Всю дорогу то спал, то просто дремал. В Петербурге прямо явился к Плетневу, который оказался весь в бесчисленных хлопотах и даже принуждён был завести конспирацию, отменивши все приемы по воскресеньям и средам, чего прежде не делывал никогда, до того своими приёмами дорожил, придавая им смысл просвещения, распространения в образованном обществе здравых идей.

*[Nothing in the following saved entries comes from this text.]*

PR #1727, opened 2026-08-10
fix: restore pending filter when navigating back from timesheet full list view

SanithuGunasena07:
Bug: On the All Timesheets page, the "Request Waiting for Approval" table doesn't show the full/correct list of pending requests after navigating back from the "View Full List" page. Only a subset of pending requests appears, and a manual page reload is required to see the correct list again.

Root Cause: The pending-requests widget (ManagerTimesheetRequestTable on All Timesheets) and the "View Full List" page share the same timesheetRequestParams state in the manager timesheet filter slice. When the full-list page unmounts (i.e. the user navigates back), a cleanup effect in useTimesheetRequestFilterState.ts called resetTimesheetRequestParams(), which sets status: ""  the correct default for entering the full list (show all statuses), but wrong for the widget, which needs status: PENDING. As a result, on navigating back, the widget's query fetched the most recent requests of any status instead of pending-only, then filtered that already-limited result set for pending items client-side surfacing only whichever pending requests happened to be in that unfiltered batch.

Fix: Added a separate restoreTimesheetRequestParams action (in managerTimesheetFiltersSlice.ts) that resets status back to PENDING instead of "", and wired the unmount cleanup in useTimesheetRequestFilterState.ts to call it (via a new cleanupParams reference) instead of reusing resetTimesheetRequestParams, which remains unchanged for its original uses (entering the full list, and the filter popover's "Reset" button).

### DIFF
--- a/frontend/src/community/attendance/hooks/useTimesheetRequestFilterState.ts
+++ b/frontend/src/community/attendance/hooks/useTimesheetRequestFilterState.ts
@@ -18,7 +18,8 @@ export const useTimesheetRequestFilterState = (
     timesheetRequestSelectedDates,
     setTimesheetRequestsFilters,
     setTimesheetRequestSelectedDates,
-    resetTimesheetRequestParams
+    resetTimesheetRequestParams,
+    restoreTimesheetRequestParams
   } = useAttendanceStore();
 
   const filterValues = isManager
@@ -39,6 +40,9 @@ export const useTimesheetRequestFilterState = (
   const resetParams = isManager
     ? resetTimesheetRequestParams
     : resetEmployeeTimesheetRequestParams;
+  const cleanupParams = isManager
+    ? restoreTimesheetRequestParams
+    : resetEmployeeTimesheetRequestParams;
 
   const [appliedStartDate, appliedEndDate] = appliedDates;
   const filterCount =
@@ -47,10 +51,10 @@ export const useTimesheetRequestFilterState = (
   useEffect(() => {
     if (!shouldRegisterCleanup) return;
     return () => {
-      resetParams();
+      cleanupParams();
       setDates(["", ""]);
     };
-  }, [shouldRegisterCleanup, resetParams, setDates]);
+  }, [shouldRegisterCleanup, cleanupParams, setDates]);
 
   return {
     filterValues,
--- a/frontend/src/community/attendance/hooks/useTimesheetRequestFilterState.ts
+++ b/frontend/src/community/attendance/hooks/useTimesheetRequestFilterState.ts
@@ -50,11 +50,12 @@ export const useTimesheetRequestFilterState = (
 
   useEffect(() => {
     if (!shouldRegisterCleanup) return;
+    resetParams();
     return () => {
       cleanupParams();
       setDates(["", ""]);
     };
-  }, [shouldRegisterCleanup, cleanupParams, setDates]);
+  }, [shouldRegisterCleanup, resetParams, cleanupParams, setDates]);
 
   return {
     filterValues,
--- a/frontend/src/community/attendance/store/slices/managerTimesheetFiltersSlice.ts
+++ b/frontend/src/community/attendance/store/slices/managerTimesheetFiltersSlice.ts
@@ -78,7 +78,7 @@ const managerTimesheetFiltersSlice = (
   restoreTimesheetRequestParams: () => {
     set((state) => ({
       timesheetRequestsFilters: {
-        status: [TimeSheetRequestStates.PENDING] as string[]
+        status: [] as string[]
       },
       timesheetRequestParams: {
         ...state.timesheetRequestParams,
--- a/frontend/src/community/attendance/store/slices/managerTimesheetFiltersSlice.ts
+++ b/frontend/src/community/attendance/store/slices/managerTimesheetFiltersSlice.ts
@@ -14,7 +14,7 @@ const managerTimesheetFiltersSlice = (
   set: SetType<ManagerTimesheetFiltersSliceTypes>
 ): ManagerTimesheetFiltersSliceTypes => ({
   timesheetRequestsFilters: {
-    status: []
+    status: [TimeSheetRequestStates.PENDING]
   },
   timesheetRequestSelectedDates: [],
   timesheetRequestParams: {
@@ -78,7 +78,7 @@ const managerTimesheetFiltersSlice = (
   restoreTimesheetRequestParams: () => {
     set((state) => ({
       timesheetRequestsFilters: {
-        status: [] as string[]
+        status: [TimeSheetRequestStates.PENDING] as string[]
       },
       timesheetRequestParams: {
         ...state.timesheetRequestParams,
--- a/frontend/src/community/attendance/store/slices/managerTimesheetFiltersSlice.ts
+++ b/frontend/src/community/attendance/store/slices/managerTimesheetFiltersSlice.ts
@@ -75,6 +75,19 @@ const managerTimesheetFiltersSlice = (
     }));
   },
 
+  restoreTimesheetRequestParams: () => {
+    set((state) => ({
+      timesheetRequestsFilters: {
+        status: [] as string[]
+      },
+      timesheetRequestParams: {
+        ...state.timesheetRequestParams,
+        status: TimeSheetRequestStates.PENDING,
+        page: 1
+      }
+    }));
+  },
+
   setTimesheetRequestSelectedDates: (value: string[]) => {
     set((state) => ({
       ...state,
--- a/frontend/src/community/attendance/store/slices/managerTimesheetFiltersSlice.ts
+++ b/frontend/src/community/attendance/store/slices/managerTimesheetFiltersSlice.ts
@@ -76,9 +76,9 @@ const managerTimesheetFiltersSlice = (
   },
 
   restoreTimesheetRequestParams: () => {
-    set((state) => ({
+    set((state): Partial<ManagerTimesheetFiltersSliceTypes> => ({
       timesheetRequestsFilters: {
-        status: [] as string[]
+        status: []
       },
       timesheetRequestParams: {
         ...state.timesheetRequestParams,
--- a/frontend/src/community/attendance/types/attendanceStoreTypes.ts
+++ b/frontend/src/community/attendance/types/attendanceStoreTypes.ts
@@ -18,6 +18,7 @@ interface actionsTypes {
     selectedFilters: Record<string, string[]>
   ) => void;
   resetTimesheetRequestParams: () => void;
+  restoreTimesheetRequestParams: () => void;
   setTimesheetRequestSelectedDates: (value: string[]) => void;
   setTimesheetRequestPagination: (page: number) => void;
   setTimesheetAnalyticsSelectedDates: (value: string[]) => void;
--- a/frontend/src/community/attendance/types/attendanceSliceTypes.ts
+++ b/frontend/src/community/attendance/types/attendanceSliceTypes.ts
@@ -25,6 +25,7 @@ export interface ManagerTimesheetFiltersSliceTypes
     | "timesheetRequestsFilterValues"
     | "setTimesheetRequestsFilters"
     | "resetTimesheetRequestParams"
+    | "restoreTimesheetRequestParams"
     | "setTimesheetRequestSelectedDates"
     | "setTimesheetRequestPagination"
     | "timesheetAnalyticsParams"


ThinuwanW (commented):
## 🤖 Claude Code Review

This PR adds a `restoreTimesheetRequestParams` store action so that leaving the manager timesheet-requests full-list view restores the default `PENDING` status filter instead of clearing it — which correctly fixes the empty-widget bug caused by the dashboard table client-side filtering to PENDING while the shared query param was `""`. The typing changes (`attendanceSliceTypes.ts`, `attendanceStoreTypes.ts`) are correct and complete, the Zustand action uses immutable `set()` updates consistent with the neighbouring actions, and the `useEffect` dependency array was updated correctly (the store action identities are stable, so no stale-closure or re-run risk). Remaining concerns are state-consistency between `timesheetRequestsFilters` and `timesheetRequestParams`, duplication of the default status literal, an extra refetch introduced on navigating away, and missing test coverage.

Found **15** new issue(s): 🔴 1 important, 🟡 9 suggestion(s), 🟣 5 nit(s)

frontend/src/community/attendance/store/slices/managerTimesheetFiltersSlice.ts
```diff
@@ -75,6 +75,19 @@ const managerTimesheetFiltersSlice = (
     }));
   },
 
+  restoreTimesheetRequestParams: () => {
+    set((state) => ({
+      timesheetRequestsFilters: {
```
ThinuwanW, line 80: 🤖 **Claude** · 🟡 **Suggestion**

`restoreTimesheetRequestParams` leaves `timesheetRequestsFilters.status` empty (`[]`) while setting `timesheetRequestParams.status` to `PENDING`. These two pieces of state now disagree: `useTimesheetRequestFilterState` derives `filterCount` from `timesheetRequestsFilters.status.length`, and `TimesheetRequestFilterBody` seeds its `selectedStatus` from the same array. So if the full-list page is entered without going through the 'View Full List' button (browser forward/history restore, or any future nav entry point), the table will show only PENDING rows while the filter badge reads 0 and the Pending chip appears unselected — and the filter's Reset button is disabled because `isEmpty` is true. Consider setting `timesheetRequestsFilters: { status: [TimeSheetRequestStates.PENDING] }` here so the UI reflects the effective filter (note the same mismatch exists in the slice's initial state at lines 16-26, so fixing both keeps them aligned).

frontend/src/community/attendance/store/slices/managerTimesheetFiltersSlice.ts
```diff
@@ -75,6 +75,19 @@ const managerTimesheetFiltersSlice = (
     }));
   },
 
+  restoreTimesheetRequestParams: () => {
```
ThinuwanW, line 78: 🤖 **Claude** · 🟡 **Suggestion**

`restoreTimesheetRequestParams` is a byte-for-byte copy of `resetTimesheetRequestParams` (lines 65-76) apart from the status literal, and it re-hardcodes `TimeSheetRequestStates.PENDING`, which is already the default at line 21. If the default status ever changes, the initial state and this action will silently diverge. Extract a module-level constant (e.g. `const DEFAULT_TIMESHEET_REQUEST_PARAMS = { status: TimeSheetRequestStates.PENDING, startDate: "", endDate: "", page: 1, size: 5 }`) used by the initial state and by both actions, or collapse the two into one private helper parameterised by the status value.

frontend/src/community/attendance/store/slices/managerTimesheetFiltersSlice.ts
```diff
@@ -75,6 +75,19 @@ const managerTimesheetFiltersSlice = (
...
+    set((state) => ({
+      timesheetRequestsFilters: {
+        status: [] as string[]
+      },
+      timesheetRequestParams: {
+        ...state.timesheetRequestParams,
```
ThinuwanW, line 84: 🤖 **Claude** · 🟡 **Suggestion**

The action is not self-contained: it spreads the existing `timesheetRequestParams`, so `startDate`/`endDate` (and `timesheetRequestSelectedDates`) survive the 'restore'. It only works today because the single caller in `useTimesheetRequestFilterState` immediately follows it with `setDates(["", ""])`. A future caller invoking the action alone would end up with cleared status chips but a still-applied date range. Clear `startDate`, `endDate` and `timesheetRequestSelectedDates` inside the action so the store guarantees the restored state on its own.

frontend/src/community/attendance/hooks/useTimesheetRequestFilterState.ts
```diff
@@ -18,7 +18,8 @@ export const useTimesheetRequestFilterState = (
     timesheetRequestSelectedDates,
     setTimesheetRequestsFilters,
     setTimesheetRequestSelectedDates,
-    resetTimesheetRequestParams
+    resetTimesheetRequestParams,
```
ThinuwanW, line 21: 🤖 **Claude** · 🟡 **Suggestion**

📁 **File-level observation**

Architectural: the dashboard widget (`hasFullList=false`) and the full-list page share one `timesheetRequestParams` object, which is why an unmount-cleanup hack is needed to keep the widget working. Two side effects of this design that the PR makes slightly worse: (1) `ManagerTimesheetRequestTable` still filters `requestData.items` to PENDING client-side (line 96-100) even though the server now returns only PENDING, so the widget can under-fill its 5-row page; (2) on navigating back from the full list, the destination widget renders once with the old status (`""` set by the 'View Full List' button) and fires a query, then the cleanup flips it to `PENDING` and fires a second query — previously the cleanup was a no-op in that common path. Consider giving the dashboard widget its own fixed `{ status: PENDING, page: 1, size: 5 }` params (e.g. an argument to `useGetManagerTimeSheetRequests`) instead of mutating shared filter state on unmount; that would let both the restore action and the client-side filter go away.

frontend/src/community/attendance/hooks/useTimesheetRequestFilterState.ts
```diff
@@ -39,6 +40,9 @@ export const useTimesheetRequestFilterState = (
   const resetParams = isManager
     ? resetTimesheetRequestParams
     : resetEmployeeTimesheetRequestParams;
+  const cleanupParams = isManager
+    ? restoreTimesheetRequestParams
```
ThinuwanW, line 44: 🤖 **Claude** · 🟣 **Nit**

`resetParams` and `cleanupParams` now differ only for the manager branch (`restoreTimesheetRequestParams` vs `resetTimesheetRequestParams`), while the employee branch resolves both to `resetEmployeeTimesheetRequestParams`. This is easy to misread as an accidental duplicate. Add a short comment explaining the intent — that unmounting the manager full-list view must restore the default PENDING filter used by the dashboard widget, whereas the filter popover's Reset button must clear it — or name it `unmountParams`/`restoreDefaultParams` to make the distinction from `resetParams` explicit at the call site.

frontend/src/community/attendance/types/attendanceStoreTypes.ts
```diff
@@ -18,6 +18,7 @@ interface actionsTypes {
     selectedFilters: Record<string, string[]>
   ) => void;
   resetTimesheetRequestParams: () => void;
+  restoreTimesheetRequestParams: () => void;
```
ThinuwanW, line 21: 🤖 **Claude** · 🟣 **Nit**

`restoreTimesheetRequestParams` is a vague name next to `resetTimesheetRequestParams` — 'restore' does not convey 'reset to the default PENDING filter', and the two are trivially confused at call sites. Something like `resetTimesheetRequestParamsToDefault` (or `applyDefaultTimesheetRequestParams`) would document the behaviour in the name; remember to rename in the slice, the `Pick<>` union in `attendanceSliceTypes.ts`, and the hook.

frontend/src/community/attendance/store/slices/managerTimesheetFiltersSlice.ts
ThinuwanW, line 78: 🤖 **Claude** · 🟡 **Suggestion**

📁 **File-level observation**

No test accompanies the new store action, though the repo has precedent for slice unit tests (e.g. `src/community/people/store/slices/projectTeamSlice.test.ts`, `terminateEmployeeSlice.test.ts`). This is a regression-prone behaviour (the bug being fixed is exactly a wrong default status). Add a `managerTimesheetFiltersSlice.test.ts` asserting that after applying a status filter, `restoreTimesheetRequestParams()` yields `timesheetRequestParams.status === TimeSheetRequestStates.PENDING`, `page === 1`, and empty `timesheetRequestsFilters.status` — and ideally a test on `useTimesheetRequestFilterState` verifying the unmount cleanup runs only when `shouldRegisterCleanup` is true.

frontend/src/community/attendance/hooks/useTimesheetRequestFilterState.ts
```diff
@@ -47,10 +51,10 @@ export const useTimesheetRequestFilterState = (
   useEffect(() => {
     if (!shouldRegisterCleanup) return;
     return () => {
-      resetParams();
+      cleanupParams();
```
ThinuwanW, line 54: 🤖 **Claude** · 🔴 **Important**

Doing the restore in an unmount cleanup makes the destination page render once with the stale params, producing a wasted request and a visible flash. Sequence: the manager is on the full list with `timesheetRequestParams.status === ""` (that is what the "View full list" button sets). On navigation, React renders the new tree first, so the dashboard's `useGetManagerTimeSheetRequests` (attendanceManagerApi.ts:91) mounts and fires with `status=""`; only afterwards does this cleanup commit `status=PENDING` + `startDate/endDate=""`, which changes the query key and fires a second request. There is no `staleTime` on that query, so both requests really go out. During the first render the widget receives a page of 5 mixed-status rows and client-side filters them down (ManagerTimesheetRequestTable.tsx:96-100), so the user sees 1-2 rows before it settles at 5. Fix: make the full-list view own its own entry/exit params — set the desired params on mount of the full-list page (or give the dashboard query its own fixed PENDING param object rather than sharing `timesheetRequestParams`) instead of relying on the previous page's teardown to fix up state the next page has already read.

frontend/src/community/attendance/store/slices/managerTimesheetFiltersSlice.ts
ThinuwanW, line 84: 🤖 **Claude** · 🟡 **Suggestion**

`restoreTimesheetRequestParams` spreads the previous params and only overrides `status` and `page`, so `size` is never restored. Both sibling implementations do restore it: `resetEmployeeTimesheetRequestParams` explicitly writes `size: 4` (employeeTimesheetFilterSlice.ts:55) and `resetLeaveRequestParams` writes `size: "4"` (leaveRequestFilterSlice.ts:81). Today the manager widget and the full list both happen to use `size: 5`, so nothing breaks — but the whole point of this action is that the two views share one params object, so the first time someone adds a page-size selector or a larger page size to the full list, that size leaks into the dashboard widget and the widget silently renders a different number of rows. Extract the initial `timesheetRequestParams` literal (lines 20-26) into an exported `DEFAULT_TIMESHEET_REQUEST_PARAMS` constant and have this action return `{ ...DEFAULT_TIMESHEET_REQUEST_PARAMS, status: TimeSheetRequestStates.PENDING }` so the default can never drift from the restore.

frontend/src/community/attendance/store/slices/managerTimesheetFiltersSlice.ts
```diff
@@ -75,6 +75,19 @@ const managerTimesheetFiltersSlice = (
     }));
   },
 
+  restoreTimesheetRequestParams: () => {
+    set((state) => ({
+      timesheetRequestsFilters: {
+        status: [] as string[]
```
ThinuwanW, line 81: 🤖 **Claude** · 🟡 **Suggestion**

`status: [] as string[]` uses a type assertion to work around inference, which the type-safety guideline explicitly calls out ("using type assertions (`as`) to silence errors instead of fixing the underlying type"). The assertion is only needed because the `set` callback's return type is being inferred from the object literal. Fix it at the source: annotate the returned object, e.g. `set((state): Partial<ManagerTimesheetFiltersSliceTypes> => ({ timesheetRequestsFilters: { status: [] }, ... }))`, and drop the `as`. Same applies to the pre-existing copy on line 68 — worth cleaning both up together rather than propagating the pattern into new code.

frontend/src/community/attendance/store/slices/managerTimesheetFiltersSlice.ts
ThinuwanW, line 78: 🤖 **Claude** · 🟡 **Suggestion**

📁 **File-level observation**

i18n: `timesheetRequestsFilterValues.status` (lines 27-34) hardcodes the user-facing labels "Pending", "Approved", "Denied", "Cancelled". These are rendered verbatim as chip labels by `SelectableItemList` in TimesheetRequestFilterBody.tsx:83-86, so they are untranslated UI strings. This is directly in scope for this PR — it is the same status-filter state the new `restoreTimesheetRequestParams` resets. Store only the enum values in the slice and resolve labels in the component via `useTranslator("attendanceModule", "timesheet")` with keys like `timesheet.statusFilter.pending`. Note the employee slice (employeeTimesheetFilterSlice.ts:18-25) has the identical hardcoded list plus raw string literals instead of `TimeSheetRequestStates` — fix both in one pass.

frontend/src/community/attendance/hooks/useTimesheetRequestFilterState.ts
ThinuwanW, line 21: 🤖 **Claude** · 🟡 **Suggestion**

📁 **File-level observation**

The entry half of the lifecycle this PR fixes still lives outside the hook: `ManagerTimesheetRequestTable.tsx:82,384` reaches into the store directly for `resetTimesheetRequestParams()` before `router.push(ROUTES.TIMESHEET.TIMESHEET_REQUESTS)`, while this hook now owns the exit half (`cleanupParams`). Having the paired enter/leave transitions in two different files with two different access paths is exactly how the original bug arose, and it means the full list only shows all statuses when reached via that one button — sidebar/deep-link/refresh entry lands on `status=PENDING` with `filterCount` 0. Expose the entry transition from this hook too (e.g. return a `prepareFullListParams` alongside `resetParams`) and have the table call that instead of the raw store action, so both halves stay in sync in one place.

frontend/src/community/attendance/hooks/useTimesheetRequestFilterState.ts
```diff
@@ -18,7 +18,8 @@ export const useTimesheetRequestFilterState = (
     timesheetRequestSelectedDates,
     setTimesheetRequestsFilters,
     setTimesheetRequestSelectedDates,
-    resetTimesheetRequestParams
+    resetTimesheetRequestParams,
+    restoreTimesheetRequestParams
```
ThinuwanW, line 22: 🤖 **Claude** · 🟣 **Nit**

`useAttendanceStore()` is called with no selector, so every consumer of this hook re-subscribes to the entire attendance store and re-renders on any unrelated change (modal open/close, clock-in type, time availability, attendance params). This PR adds a 12th destructured member, and the hook is consumed by two large tables plus the filter popover. The same module already demonstrates the correct pattern — `attendanceManagerApi.ts:92-94` uses `useAttendanceStore((state) => state.timesheetRequestParams)`. Prefer per-field selectors (or `useShallow` over the subset this hook needs) so the tables only re-render when timesheet filter state actually changes.

frontend/src/community/attendance/types/attendanceStoreTypes.ts
ThinuwanW, line 21: 🤖 **Claude** · 🟣 **Nit**

📁 **File-level observation**

Dead/duplicate declaration in this changed file: `setTimesheetAnalyticsTeamName: (teamName: string) => void;` is declared on line 27 inside `actionsTypes` and again on line 93 inside `AttendanceStore`, which already extends `actionsTypes`. The second declaration is redundant and, being interleaved with state fields, obscures the actions/state separation this file otherwise keeps. Remove line 93 while you are already editing this interface.

frontend/src/community/attendance/hooks/useTimesheetRequestFilterState.ts
ThinuwanW, line 21: 🤖 **Claude** · 🟣 **Nit**

📁 **File-level observation**

The hook has no explicit return type — the shape of the returned object (`filterValues`, `appliedStatus`, `appliedDates`, `setFilters`, `setDates`, `resetParams`, `filterCount`) is entirely inferred, and `shouldRegisterCleanup` relies on inference from its default value. The type-safety checklist requires explicit types for parameters and return values. Declare an exported `UseTimesheetRequestFilterStateReturn` interface and annotate both the parameter (`shouldRegisterCleanup: boolean = true`) and the return, so that the newly added `cleanupParams` branch and any future additions can't silently change the public shape of the hook.

frontend/src/community/attendance/store/slices/managerTimesheetFiltersSlice.ts
SanithuGunasena07: Fixed by setting timesheetRequestsFilters.status to [TimeSheetRequestStates.PENDING] in restoreTimesheetRequestParams

frontend/src/community/attendance/store/slices/managerTimesheetFiltersSlice.ts
SanithuGunasena07: Not needed (Change uses the same patterns and conventions used in the code file)

frontend/src/community/attendance/store/slices/managerTimesheetFiltersSlice.ts
SanithuGunasena07: Out of scope for PR (Was already there not a change made in this PR)

frontend/src/community/attendance/hooks/useTimesheetRequestFilterState.ts
SanithuGunasena07: Out of scope for PR (Its a full achitectural change for the pre existing architecture)

frontend/src/community/attendance/hooks/useTimesheetRequestFilterState.ts
SanithuGunasena07: not required

frontend/src/community/attendance/store/slices/managerTimesheetFiltersSlice.ts
SanithuGunasena07: not required

frontend/src/community/attendance/types/attendanceStoreTypes.ts
SanithuGunasena07: keeping it as restoreTimesheetRequestParams as it is similler to the naming cnvention of resetTimesheetRequestParams

frontend/src/community/attendance/hooks/useTimesheetRequestFilterState.ts
SanithuGunasena07: Out of scope as  fix touches attendanceManagerApi.ts and ManagerTImesheet.tsx, which are outside this PR's diff

frontend/src/community/attendance/store/slices/managerTimesheetFiltersSlice.ts
SanithuGunasena07: not required (Used the same convention used in the code already)

frontend/src/community/attendance/store/slices/managerTimesheetFiltersSlice.ts
SanithuGunasena07: not required (Used the same convention used in the code already)

frontend/src/community/attendance/store/slices/managerTimesheetFiltersSlice.ts
SanithuGunasena07: Out of scope for PR (Was already there not a change made in this PR)

frontend/src/community/attendance/hooks/useTimesheetRequestFilterState.ts
SanithuGunasena07: Out of scope

frontend/src/community/attendance/hooks/useTimesheetRequestFilterState.ts
SanithuGunasena07: Not a change done in this PR

frontend/src/community/attendance/types/attendanceStoreTypes.ts
SanithuGunasena07: Not a change done in this PR

frontend/src/community/attendance/hooks/useTimesheetRequestFilterState.ts
SanithuGunasena07: Not a change done in this PR

frontend/src/community/attendance/hooks/useTimesheetRequestFilterState.ts
```diff
@@ -39,6 +40,9 @@ export const useTimesheetRequestFilterState = (
   const resetParams = isManager
```
shakila-kamalasena, line 40: Remove the unused resetParams

shakila-kamalasena (changes requested):

frontend/src/community/attendance/hooks/useTimesheetRequestFilterState.ts
SanithuGunasena07: resetParams isn't called within this file — it's just computed and passed through in the return statement so TimesheetRequestFilterBody.tsx:55 can call it (the filter popover's Reset button). Not removing it, since removing it would break that button.

shakila-kamalasena (dismissed):

frontend/src/community/attendance/store/slices/managerTimesheetFiltersSlice.ts
akilarootcode: remove as

akilarootcode (changes requested):

frontend/src/community/attendance/store/slices/managerTimesheetFiltersSlice.ts
SanithuGunasena07: removed

akilarootcode (approved):

shakila-kamalasena (approved):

Ласково улыбаясь одними глазами, покуривая сигару, Петр Александрович с серьёзным видом рассказывал, заботливо усадивши его на широкий диван:

– Всем объяснил, что в городе живу только утром, часов до пяти, а обедаю и чай пью на даче. Это дает мне возможность спокойно заниматься делами, как по должности, так и по изданию «Современника». Теперь, пока не кончится в университете экзамен, я принуждён это делать. Представь, прошедшую среду, три дня назад, то есть в пятницу, прости, что сбиваюсь, был у нас отличный обед в честь попечителя отходящего и попечителя приходящего. Гостей обедало восемьдесят четыре персоны. Из лиц, князю Дондукову не подчиненных, был сам министр, был товарищ его, новый попечитель был с братом, граф Протасов, киевский попечитель князь Давыдов и тесть Дондукова. Перед тостом старому попечителю я прочитал небольшую речь в его честь, в которой благодарил за всё, что для университета, для профессоров и студентов он сделал. Его так всё это растрогало, что он тут же на оплату пригласил всё собрание приехать к нему на дачу в Ораниенбаум, для чего он наймет пароход. Вероятно, описание этого праздника Очкин напечатает в «Академических ведомостях». Так день за днем. В хлопотах весь.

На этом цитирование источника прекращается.